There were no immediate reports of casualties but several security sources confirmed to AFP that an attack was under way.
Eyewitnesses in Mogadishu said a powerful explosion was heard at around 16:30 pm (1330 GMT), followed by two other blasts.
The Naasa Hablood hotel in southern Mogadishu is often used by politicians and members of the Somali diaspora visiting the city.
Somali security forces cordoned off access to the neighbourhood in which the hotel is located, an AFP photographer said.
Saturday's attack came just three weeks after another assault quickly claimed by the Al-Qaeda-linked Shabaab group on the city's Ambassador hotel left 10 dead including two lawmakers when a huge car bomb ripped the front off the six-storey building.

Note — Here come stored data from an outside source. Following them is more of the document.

PR #3002, opened 2019-03-14
Fix Time Zone Bug in SubscriptionDataReader

StefanoRaggi:
#### Description
In a few places, `SubscriptionDataReader` was incorrectly assuming the `TradeableDates` were in `ExchangeTimeZone` instead of `DataTimeZone`. This issue was found specifically with CFD assets which have the exchange time zone **ahead** of the data time zone.

- `SubscriptionDataReader` has been updated to fix the bug mentioned above
- A new `CfdTimeZonesRegressionAlgorithm` has been added
- The order event logging in `BasicTemplateFuturesAlgorithm` has been removed (almost doubling the speed for this regression test)

#### Motivation and Context
Incorrect dates used when backtesting CFD assets which have the exchange time zone ahead of the data time zone.

No.

New regression test included.

#### Types of changes

#### Checklist:


Engine/DataFeeds/SubscriptionDataReader.cs
```diff
@@ -372,7 +372,7 @@ public bool MoveNext()
 
                     // if we move past our current 'date' then we need to do daily things, such
                     // as updating factors and symbol mapping
-                    if (instance.EndTime.Date > _tradeableDates.Current)
+                    if (instance.EndTime.ConvertTo(_config.ExchangeTimeZone, _config.DataTimeZone).Date > _tradeableDates.Current)
```
Martin-Molinero: Nice! This could actually mean we were losing some data points too, right? Depending on the diff between the data and the exchange time zone, we might have created a new enumerator before time

StefanoRaggi: Yes, exactly 👍

PR #3070, opened 2019-04-11
Fix uncorrelated universe

HalldorAndersen:
#### Description
A bug fix for the Uncorrelated Universe Selection Model.

#### Related Issue

The Uncorrelated Universe Selection Model retrieves history for newly added symbols to the universe. Some symbols might have short data history which might result in an error.

#### Motivation and Context

History for all new symbols is retrieved at once and combined in one DataFrame.

This fix fills the DataFrame NA values for symbols that have short data history with the latest price when security has too few data points (a rare occurrence). Further, this fix allows for ranking all securities on dollar volume and without changing the remaining code structure.

Tested in the cloud using ConstantAlphaModel and EmergingMarketsHFIAlphaModel.

#### Types of changes

#### Checklist:

### DIFF
--- a/Algorithm.Framework/Selection/UncorrelatedUniverseSelectionModel.py
+++ b/Algorithm.Framework/Selection/UncorrelatedUniverseSelectionModel.py
@@ -76,11 +76,11 @@ class UncorrelatedUniverseSelectionModel(FundamentalUniverseSelectionModel):
             if not data.IsReady:
                 newSymbols.append(symbol)
 
-        # Warm up the dictionary objects of selected symbols and benchmark that do not have enought data
+        # Warm up the dictionary objects of selected symbols and benchmark that do not have enough data
         if len(newSymbols) > 1:
             history = algorithm.History(newSymbols, self.historyLength, Resolution.Daily)
-            if not (history.empty or len(history.index) < self.historyLength):
-                history = history.close.unstack(level=0).dropna()
+            if not history.empty:
+                history = history.close.unstack(level=0).fillna(method='bfill')
                 for symbol in newSymbols:
                     self.cache[symbol].Warmup(history)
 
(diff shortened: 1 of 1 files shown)


Algorithm.Framework/Selection/UncorrelatedUniverseSelectionModel.py
```diff
@@ -76,12 +76,13 @@ def SelectCoarse(self, algorithm, coarse):
...
 
-        # Warm up the dictionary objects of selected symbols and benchmark that do not have enought data
+        # Warm up the dictionary objects of selected symbols and benchmark that do not have enough data
         if len(newSymbols) > 1:
             history = algorithm.History(newSymbols, self.historyLength, Resolution.Daily)
-            history = history.close.unstack(level=0)
-            for symbol in newSymbols:
-                self.cache[symbol].Warmup(history)
+            if not history.empty:
+                history = history.close.unstack(level=0).fillna(method='bfill')
```
AlexCatarino: We cannot use backward fill, `bfill`, to warm up indicators, because it will introduce look-ahead bias. Instead, we should use forward fill, `ffill`, and drop all remaining `nan`:
```python
history = history.close.unstack(level=0).ffill().dropna()
```

AlexCatarino: We cannot use backward fill, `bfill`, to warm up indicators, because it will introduce look-ahead bias. Instead, we should use forward fill, `ffill`, and drop all remaining `nan`:
```python
history = history.close.unstack(level=0).ffill().dropna()
```

HalldorAndersen: Using dropna() reduces the number of rows in the DataFrame when data history is not available for all symbols, and it will not solve the problem because we need a complete history to calculate the Z-score.

It is unlikely that securities with values filled using 'bfill' will score high on Z-score as there is no fluctuation in correlation until data becomes available.

AlexCatarino: We really should not use `bfill`.
If we don't have a complete history, maybe we should discard the symbol altogether (especially if it is unlikely to have high Z-score for it). 
Alternatively, we drop the `nan` from the symbol and only discard the symbol if x% was dropped. In this case, we will drop the same dates from the benchmark history as well to have arrays with the same size.

HalldorAndersen: There is no need to use `ffill` or `bfill`  as SymbolData returns 0 if it is not ready. Only condition needed to resolve the problem is `if not history.empty`.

Shabaab gunmen besieged the Ambassador hotel for more than 12 hours.
Spike in violence
The Shabaab lost their foothold in the capital in 2011 but continue their battle to overthrow the Somali government and launch regular attacks on military, government and civilian targets like hotels and restaurants in Mogadishu and elsewhere.
In November last year, the Islamists carried out a similar attack on the Sahafi hotel in central Mogadishu, leaving at least 12 dead.
Across the border in Kenya, five policemen were killed on Monday when suspected Shabaab fighters attacked their convoy.
Shabaab insurgents have staged repeated attacks in Kenya, including the killing of at least 67 people at Nairobi's Westgate Mall in 2013 and the massacre of 148 people at a university in Garissa in April 2015.
The Shabaab earlier this month confirmed the death in a special forces raid of a commander named Mohamed Mohamud aka Dulyadin, who was suspected of organising the Garissa University attack.
In recent months they have also claimed attacks on bases of the African Union peacekeeping mission in Somalia (AMISOM).
The authorities in Nairobi have vowed to send back 350,000 Somali refugees living in Dadaab camp in northeast Kenya.
The UN refugee agency however has called on Kenya to ensure the repatriation is carried out "in a humane, dignified manner, in line with international principles".
The vast majority of residents of the sprawling Dadaab complex of camps close to the Kenya-Somalia border fled Somalia's more than two-decades long conflict. Many remain fearful of returning to a country where insecurity remains rife and poverty is widespread.